Однажды, отъехав довольно далеко от дома, я очутился в совершенно пустынной и глухой местности и только к вечеру добрался до какого-то „двора“. „Двор“ стоял особняком; все постройки были солидные; все обличало достаток и порядок. На дворе виднелось еще несколько хозяйственных строений, также хорошо выведенных; стены были обшиты досками, окрашены; трубы были чисто выбелены; у крыльца одного из жилых строений светилась галерея с частыми окнами... Лошадь моя стала приуставать: нужен был роздых, и я решился переночевать здесь. С этой целью я направился к тому из строений, в котором, я предполагал, жил сам хозяин. На просьбу о ночлеге отказа, конечно, не было. Я внес свои вещи в комнату.
По входе мое внимание сразу остановилось на хозяине. Все домашние ходили около него, как-то особенно тихо, с какими-то особыми предосторожностями, словно около покойника. Даже на лицах младших членов семьи не было заметно детской веселости и живости, — а от них-то и бывает тепло и уютно, особенно в эту пору, когда все, покончив с дневным трудом, сбросив заботы вместе с будничным кафтаном, дают отдых измученным мускулам и усталым нервам. Здесь, напротив, все разговаривали друг с другом шепотом, как будто пугаясь и этих звуков, и боязливо осматривались по сторонам.
Хозяин — средних лет, здоровый, худощавый. Он сидел, нагнувшись, на скамье и опираясь локтями на колена. Иногда он опускал все лицо, иногда только лоб в крепко сжатые ладони и, казалось, был погружен в самые тяжелые думы. В глазах его заметен был лихорадочный блеск... Он упорно, насупившись, бесцельно смотрел в одну точку, время от времени тяжело вздыхая. Такое состояние хозяина внушало мне необъяснимый страх. Никто из других семейных, не говоря уже о нем, не подумал обратиться ко мне с обычными расспросами, вызываемыми всяким новым лицом, появляющимся в одиноком дворе. Все это делало мое пребывание здесь неловким и не особенно приятным, иногда становилось просто жутко...

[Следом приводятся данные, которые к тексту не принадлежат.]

PR #44, opened 2026-07-25
feat(bench): environment purity receipts for wrong-plugin rejection

leehopper:
## Why?

Fixes #23.

A same-named stale plugin install can be stochastically resolved by bench child sessions instead of `--plugin-dir`, silently running the wrong pipeline. Five bench runs were voided by this class before quarantine. Measurement validity (and gates for #22 / #29) depends on failing loud when the child did not run the intended plugin.

This PR also re-triggers release automation after `8c23613` landed on `main` without a Semantic Release run (its squash message carried the skip-ci token). Merging this PR is the intended recovery path — no extra empty commit needed. Do not put that token in the squash body.

## What Changed?

**Plugin (echo metadata only — no review-behavior change):**
- `Headless config:` three-copy contract now includes identity receipt lines:
  - `pipeline_version=<PIPELINE_VERSION> (bundle)`
  - `plugin_root=<absolute resolved path> (resolved)`

**Bench harness:**
- `invoke.py` parses the identity receipt after each child (stdout / envelope `.result` / report md), compares against repo `PIPELINE_VERSION` + `REPO_ROOT`, and checks new `wf_*.json` `scriptPath` values when present.
- On mismatch: loud stderr + `invalid` / `plugin_identity_mismatch` — never scored.
- Smoke checker G4 (`check.py`) prefers echo receipts (`PLUGIN_IDENTITY_STRATEGY = "echo_receipt"`); a complete valid receipt is sufficient without wf records; scriptPath remains defense-in-depth when records exist.
- Shared helpers: `scriptpath_from_record`, `script_path_matches_repo` (used by both invoke and check).
- Tolerant `raw.json` parsing for G4 identity (preamble/stderr-safe).
- `fake_claude` emits identity lines from `--plugin-dir`; modes cover wrong echo, wrong/nested scriptPath, and missing identity lines.

## Additional Notes

- Measurement tier: **smoke** (owner-triggered). Suites-only coverage is in this PR.
- Unit proof: mismatch ⇒ run invalidation (`PluginIdentityGuardTest`).
- Before squash-merge: scrub the pre-filled squash body of any skip-ci token inherited from branch history (there should be none).
- After merge: verify Semantic Release fired and a tag newer than `v3.1.3` exists.

- [x] Pipeline tests pass: `python -m pytest tests/ -q`
- [x] Bench self-tests pass: `python -m pytest bench/tests/ -q`
- [x] Workflow tests pass: `node --test workflows/test/*.test.js` (Node 24; the glob is required)
[...]

Issue #36, opened 2026-07-24
Establish a consistent visual identity across delivered output: brand mark, report formatting contract, and emoji conventions


leehopper:
## Problem / Goal

The tool has no visual identity in anything it delivers, and its formatting convention never reaches the component that renders reports.

**No brand mark where it matters.** Inline PR comments — the highest-volume surface, one per delivered finding — carry no attribution at all. The only brand strings in the product are three plain-text occurrences of the words "Code Gauntlet" (`report-format.md:220`, `:238`, `stages.js:1151`): no mark, no consistent placement, and none on inline comments.

**The report formatting contract never reaches the renderer.** `references/report-format.md` is still read by the *orchestrator* in Phase 8 (`SKILL.md:262`, `phase8-delivery.md:35`, `:60`) and governs PR-comment format. But in v3 the report itself is written by the `report-writer` agent, dispatched from `workflows/src/stages.js:1168-1178` — and neither that agent file nor its dispatch prompt references `report-format.md` or any formatting convention. Report *structure* is constrained by `agents/report-writer.md:28-37`, but the emoji convention, severity section headings, permalink format, and the `Generated by code-gauntlet` / `Reviewed up to:` footer specified in `report-format.md` reach neither the agent nor the prompt. Compounding this, `phase8-delivery.md:60` still instructs the orchestrator to output the report per `report-format.md` — a surface that no longer exists in v3. The deterministic fallback report drops emoji entirely, so a degraded run visually reads as a different product.

**The one convention that survives is stated four times, inconsistently.** The severity-emoji mapping appears in three reference files in three phrasings, plus a fourth hard-coded copy in Python — with no `<!-- Canonical source: … -->` marker, the convention this repo uses elsewhere for deliberate duplication.

Goal: a deliberate, consistent identity across every human-facing surface — a brand mark on delivered comments and reports, a formatting contract the renderer actually receives, and a single canonical source for emoji conventions — without touching any machine-parsed string.

## Requirements

1. A brand mark appears consistently on delivered output: inline PR/MR comments, the summary review-comment header, and the report title. Constraints on the mark: visually distinct from the four severity emoji (which carry semantics, not identity), legible at small sizes, and unambiguous in both light and dark GitHub themes. The specific mark is a design decision for the pickup session; whatever it chooses lands everywhere in one pass rather than accreting per-surface.
2. The deterministic fallback report carries the same identity as the agent-rendered report — a degraded run must not look like a different product.
[...]

PR #45, opened 2026-07-27
fix(detection): make prior-review detection read the signal the pipeline actually writes

### LINKED ISSUE #39: Prior-review detection is broken: reruns on an already-reviewed PR always start fresh
## Problem / Goal

Rerunning a review on a PR that was already reviewed always treats it as a first review — the incremental/resume path never triggers. This is a user-visible functional regression: the "reviewed up to SHA X, only look at what changed since" feature does not fire.

Root cause is a read/write signal mismatch. Phase 1 detects a prior review by looking for a **prose footer** (`Generated by code-gauntlet` / `Reviewed up to: {sha}`) in PR comments and parsing the last-reviewed SHA out of that prose. But the pipeline never mechanically writes that prose: the review summary body is emitted empty, and the templates the model follows to compose a summary omit the footer. The one signal that *is* always written durably — an HTML marker in the review summary — is not what the detector reads. So the detector matches a string that is usually absent, and every rerun looks fresh.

Я напал подозревать, что хозяин болен, что он подавлен болезнью, а это могло отражаться и на остальных семейных. Кроме хозяина, я обратил внимание на девушку, лет 16—17, которую прежде я было и не заметил. Она как будто только проскользнула комнатой, бросив печальный взгляд на всех, а на меня посмотрела с каким-то удивленьем. У девушки были красивые черты лица; на ее бледном, исхудалом личике были заметны следы постоянной печали. Грустный взор и особая медленность движений еще более усиливали это впечатление. Она молча хозяйничала в горенке, бросала изредка взгляд на хозяина и, скользнув мимо, опять исчезала тихо и беззвучно. С любопытством, пристально я следил за ней. Она была красива, стан грациозно сгибался тростинкой при ее каждом движеньи...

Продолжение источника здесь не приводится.